> ASSIGNED TASK: What you give back must match the records below word for word.

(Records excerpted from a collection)
☆ ☆ ☆ ☆ ☆
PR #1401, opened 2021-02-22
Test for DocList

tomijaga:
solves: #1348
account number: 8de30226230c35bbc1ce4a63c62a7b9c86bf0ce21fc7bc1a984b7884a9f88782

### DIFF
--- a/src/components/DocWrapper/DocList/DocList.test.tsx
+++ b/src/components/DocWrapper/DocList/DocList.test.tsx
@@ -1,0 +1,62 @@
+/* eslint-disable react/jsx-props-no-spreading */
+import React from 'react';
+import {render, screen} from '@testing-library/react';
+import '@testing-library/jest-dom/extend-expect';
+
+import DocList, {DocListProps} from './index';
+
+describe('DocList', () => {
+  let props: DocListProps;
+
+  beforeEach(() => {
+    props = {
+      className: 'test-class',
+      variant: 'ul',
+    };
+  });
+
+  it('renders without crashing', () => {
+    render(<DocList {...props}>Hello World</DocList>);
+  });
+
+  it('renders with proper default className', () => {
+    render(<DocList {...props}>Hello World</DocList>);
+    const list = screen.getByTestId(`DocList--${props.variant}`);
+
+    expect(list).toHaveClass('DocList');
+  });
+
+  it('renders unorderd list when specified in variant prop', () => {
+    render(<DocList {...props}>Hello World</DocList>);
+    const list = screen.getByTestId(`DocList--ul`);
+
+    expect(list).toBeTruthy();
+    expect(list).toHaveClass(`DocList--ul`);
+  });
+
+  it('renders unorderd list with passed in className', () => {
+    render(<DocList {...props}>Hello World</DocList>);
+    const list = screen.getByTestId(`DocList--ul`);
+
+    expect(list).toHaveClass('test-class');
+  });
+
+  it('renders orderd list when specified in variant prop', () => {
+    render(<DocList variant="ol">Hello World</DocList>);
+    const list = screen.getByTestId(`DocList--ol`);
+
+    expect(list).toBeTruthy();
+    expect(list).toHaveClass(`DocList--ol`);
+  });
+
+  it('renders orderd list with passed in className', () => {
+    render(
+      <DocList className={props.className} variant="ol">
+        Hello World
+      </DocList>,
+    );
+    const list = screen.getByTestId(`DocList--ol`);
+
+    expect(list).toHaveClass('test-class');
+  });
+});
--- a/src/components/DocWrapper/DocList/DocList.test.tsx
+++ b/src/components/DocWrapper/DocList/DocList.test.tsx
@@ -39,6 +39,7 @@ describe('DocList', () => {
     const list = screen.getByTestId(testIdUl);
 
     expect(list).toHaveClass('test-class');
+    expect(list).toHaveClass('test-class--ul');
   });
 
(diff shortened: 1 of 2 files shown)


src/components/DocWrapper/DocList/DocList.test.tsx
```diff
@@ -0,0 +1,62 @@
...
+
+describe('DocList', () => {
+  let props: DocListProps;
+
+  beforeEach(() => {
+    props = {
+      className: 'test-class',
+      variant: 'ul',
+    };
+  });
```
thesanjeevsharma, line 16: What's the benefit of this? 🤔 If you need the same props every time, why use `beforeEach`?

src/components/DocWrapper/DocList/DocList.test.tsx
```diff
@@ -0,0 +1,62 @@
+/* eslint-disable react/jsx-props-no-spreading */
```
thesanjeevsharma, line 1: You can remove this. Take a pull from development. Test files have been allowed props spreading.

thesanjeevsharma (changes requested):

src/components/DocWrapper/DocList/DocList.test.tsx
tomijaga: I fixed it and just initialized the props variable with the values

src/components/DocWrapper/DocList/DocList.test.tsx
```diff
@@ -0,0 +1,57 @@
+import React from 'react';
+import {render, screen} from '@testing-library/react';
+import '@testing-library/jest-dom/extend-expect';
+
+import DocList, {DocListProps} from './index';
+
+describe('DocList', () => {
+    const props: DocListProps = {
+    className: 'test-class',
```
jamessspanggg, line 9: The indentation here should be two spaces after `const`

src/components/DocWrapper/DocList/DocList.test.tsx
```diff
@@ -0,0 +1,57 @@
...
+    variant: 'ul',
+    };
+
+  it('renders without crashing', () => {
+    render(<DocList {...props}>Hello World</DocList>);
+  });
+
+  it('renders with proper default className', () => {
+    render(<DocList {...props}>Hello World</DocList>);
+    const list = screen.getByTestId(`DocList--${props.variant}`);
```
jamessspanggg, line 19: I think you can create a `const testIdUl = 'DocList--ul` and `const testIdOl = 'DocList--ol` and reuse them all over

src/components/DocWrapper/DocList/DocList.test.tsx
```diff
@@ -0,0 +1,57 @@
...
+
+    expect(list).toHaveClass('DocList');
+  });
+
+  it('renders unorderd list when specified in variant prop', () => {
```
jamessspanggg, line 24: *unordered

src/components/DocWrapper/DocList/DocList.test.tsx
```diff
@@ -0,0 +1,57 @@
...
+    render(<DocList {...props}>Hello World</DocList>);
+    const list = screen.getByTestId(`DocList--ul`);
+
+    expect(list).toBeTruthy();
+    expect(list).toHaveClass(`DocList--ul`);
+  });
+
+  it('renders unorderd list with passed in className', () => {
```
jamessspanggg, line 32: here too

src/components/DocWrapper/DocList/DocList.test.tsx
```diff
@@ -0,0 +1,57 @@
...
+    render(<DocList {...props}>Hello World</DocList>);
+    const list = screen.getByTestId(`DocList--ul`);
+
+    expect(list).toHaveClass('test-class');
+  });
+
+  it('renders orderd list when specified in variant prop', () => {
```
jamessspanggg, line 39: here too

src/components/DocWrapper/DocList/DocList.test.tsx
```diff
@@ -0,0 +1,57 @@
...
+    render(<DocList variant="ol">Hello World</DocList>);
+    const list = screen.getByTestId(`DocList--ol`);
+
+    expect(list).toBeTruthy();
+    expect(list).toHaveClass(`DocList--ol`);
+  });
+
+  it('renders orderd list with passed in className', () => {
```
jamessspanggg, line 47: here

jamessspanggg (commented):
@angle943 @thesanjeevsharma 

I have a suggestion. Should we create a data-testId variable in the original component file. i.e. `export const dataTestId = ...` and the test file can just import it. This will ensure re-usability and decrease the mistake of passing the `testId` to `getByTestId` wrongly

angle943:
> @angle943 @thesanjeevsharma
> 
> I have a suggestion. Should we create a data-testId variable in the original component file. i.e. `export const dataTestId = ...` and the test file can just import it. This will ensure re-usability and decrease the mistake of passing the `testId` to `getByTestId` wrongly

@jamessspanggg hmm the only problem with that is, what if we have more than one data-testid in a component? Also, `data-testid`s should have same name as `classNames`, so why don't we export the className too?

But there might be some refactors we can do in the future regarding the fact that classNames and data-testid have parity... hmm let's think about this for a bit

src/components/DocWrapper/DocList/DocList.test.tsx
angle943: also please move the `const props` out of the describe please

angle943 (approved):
☆ ☆ ☆ ☆ ☆
> PROBLEM SOLUTION:
PR #1401, opened 2021-02-22
Test for DocList

tomijaga:
solves: #1348
account number: 8de30226230c35bbc1ce4a63c62a7b9c86bf0ce21fc7bc1a984b7884a9f88782

### DIFF
--- a/src/components/DocWrapper/DocList/DocList.test.tsx
+++ b/src/components/DocWrapper/DocList/DocList.test.tsx
@@ -1,0 +1,62 @@
+/* eslint-disable react/jsx-props-no-spreading */
+import React from 'react';
+import {render, screen} from '@testing-library/react';
+import '@testing-library/jest-dom/extend-expect';
+
+import DocList, {DocListProps} from './index';
+
+describe('DocList', () => {
+  let props: DocListProps;
+
+  beforeEach(() => {
+    props = {
+      className: 'test-class',
+      variant: 'ul',
+    };
+  });
+
+  it('renders without crashing', () => {
+    render(<DocList {...props}>Hello World</DocList>);
+  });
+
+  it('renders with proper default className', () => {
+    render(<DocList {...props}>Hello World</DocList>);
+    const list = screen.getByTestId(`DocList--${props.variant}`);
+
+    expect(list).toHaveClass('DocList');
+  });
+
+  it('renders unorderd list when specified in variant prop', () => {
+    render(<DocList {...props}>Hello World</DocList>);
+    const list = screen.getByTestId(`DocList--ul`);
+
+    expect(list).toBeTruthy();
+    expect(list).toHaveClass(`DocList--ul`);
+  });
+
+  it('renders unorderd list with passed in className', () => {
+    render(<DocList {...props}>Hello World</DocList>);
+    const list = screen.getByTestId(`DocList--ul`);
+
+    expect(list).toHaveClass('test-class');
+  });
+
+  it('renders orderd list when specified in variant prop', () => {
+    render(<DocList variant="ol">Hello World</DocList>);
+    const list = screen.getByTestId(`DocList--ol`);
+
+    expect(list).toBeTruthy();
+    expect(list).toHaveClass(`DocList--ol`);
+  });
+
+  it('renders orderd list with passed in className', () => {
+    render(
+      <DocList className={props.className} variant="ol">
+        Hello World
+      </DocList>,
+    );
+    const list = screen.getByTestId(`DocList--ol`);
+
+    expect(list).toHaveClass('test-class');
+  });
+});
--- a/src/components/DocWrapper/DocList/DocList.test.tsx
+++ b/src/components/DocWrapper/DocList/DocList.test.tsx
@@ -39,6 +39,7 @@ describe('DocList', () => {
     const list = screen.getByTestId(testIdUl);
 
     expect(list).toHaveClass('test-class');
+    expect(list).toHaveClass('test-class--ul');
   });
 
(diff shortened: 1 of 2 files shown)


src/components/DocWrapper/DocList/DocList.test.tsx
```diff
@@ -0,0 +1,62 @@
...
+
+describe('DocList', () => {
+  let props: DocListProps;
+
+  beforeEach(() => {
+    props = {
+      className: 'test-class',
+      variant: 'ul',
+    };
+  });
```
thesanjeevsharma, line 16: What's the benefit of this? 🤔 If you need the same props every time, why use `beforeEach`?

src/components/DocWrapper/DocList/DocList.test.tsx
```diff
@@ -0,0 +1,62 @@
+/* eslint-disable react/jsx-props-no-spreading */
```
thesanjeevsharma, line 1: You can remove this. Take a pull from development. Test files have been allowed props spreading.

thesanjeevsharma (changes requested):

src/components/DocWrapper/DocList/DocList.test.tsx
tomijaga: I fixed it and just initialized the props variable with the values

src/components/DocWrapper/DocList/DocList.test.tsx
```diff
@@ -0,0 +1,57 @@
+import React from 'react';
+import {render, screen} from '@testing-library/react';
+import '@testing-library/jest-dom/extend-expect';
+
+import DocList, {DocListProps} from './index';
+
+describe('DocList', () => {
+    const props: DocListProps = {
+    className: 'test-class',
```
jamessspanggg, line 9: The indentation here should be two spaces after `const`

src/components/DocWrapper/DocList/DocList.test.tsx
```diff
@@ -0,0 +1,57 @@
...
+    variant: 'ul',
+    };
+
+  it('renders without crashing', () => {
+    render(<DocList {...props}>Hello World</DocList>);
+  });
+
+  it('renders with proper default className', () => {
+    render(<DocList {...props}>Hello World</DocList>);
+    const list = screen.getByTestId(`DocList--${props.variant}`);
```
jamessspanggg, line 19: I think you can create a `const testIdUl = 'DocList--ul` and `const testIdOl = 'DocList--ol` and reuse them all over

src/components/DocWrapper/DocList/DocList.test.tsx
```diff
@@ -0,0 +1,57 @@
...
+
+    expect(list).toHaveClass('DocList');
+  });
+
+  it('renders unorderd list when specified in variant prop', () => {
```
jamessspanggg, line 24: *unordered

src/components/DocWrapper/DocList/DocList.test.tsx
```diff
@@ -0,0 +1,57 @@
...
+    render(<DocList {...props}>Hello World</DocList>);
+    const list = screen.getByTestId(`DocList--ul`);
+
+    expect(list).toBeTruthy();
+    expect(list).toHaveClass(`DocList--ul`);
+  });
+
+  it('renders unorderd list with passed in className', () => {
```
jamessspanggg, line 32: here too

src/components/DocWrapper/DocList/DocList.test.tsx
```diff
@@ -0,0 +1,57 @@
...
+    render(<DocList {...props}>Hello World</DocList>);
+    const list = screen.getByTestId(`DocList--ul`);
+
+    expect(list).toHaveClass('test-class');
+  });
+
+  it('renders orderd list when specified in variant prop', () => {
```
jamessspanggg, line 39: here too

src/components/DocWrapper/DocList/DocList.test.tsx
```diff
@@ -0,0 +1,57 @@
...
+    render(<DocList variant="ol">Hello World</DocList>);
+    const list = screen.getByTestId(`DocList--ol`);
+
+    expect(list).toBeTruthy();
+    expect(list).toHaveClass(`DocList--ol`);
+  });
+
+  it('renders orderd list with passed in className', () => {
```
jamessspanggg, line 47: here

jamessspanggg (commented):
@angle943 @thesanjeevsharma 

I have a suggestion. Should we create a data-testId variable in the original component file. i.e. `export const dataTestId = ...` and the test file can just import it. This will ensure re-usability and decrease the mistake of passing the `testId` to `getByTestId` wrongly

angle943:
> @angle943 @thesanjeevsharma
> 
> I have a suggestion. Should we create a data-testId variable in the original component file. i.e. `export const dataTestId = ...` and the test file can just import it. This will ensure re-usability and decrease the mistake of passing the `testId` to `getByTestId` wrongly

@jamessspanggg hmm the only problem with that is, what if we have more than one data-testid in a component? Also, `data-testid`s should have same name as `classNames`, so why don't we export the className too?

But there might be some refactors we can do in the future regarding the fact that classNames and data-testid have parity... hmm let's think about this for a bit

src/components/DocWrapper/DocList/DocList.test.tsx
angle943: also please move the `const props` out of the describe please

angle943 (approved):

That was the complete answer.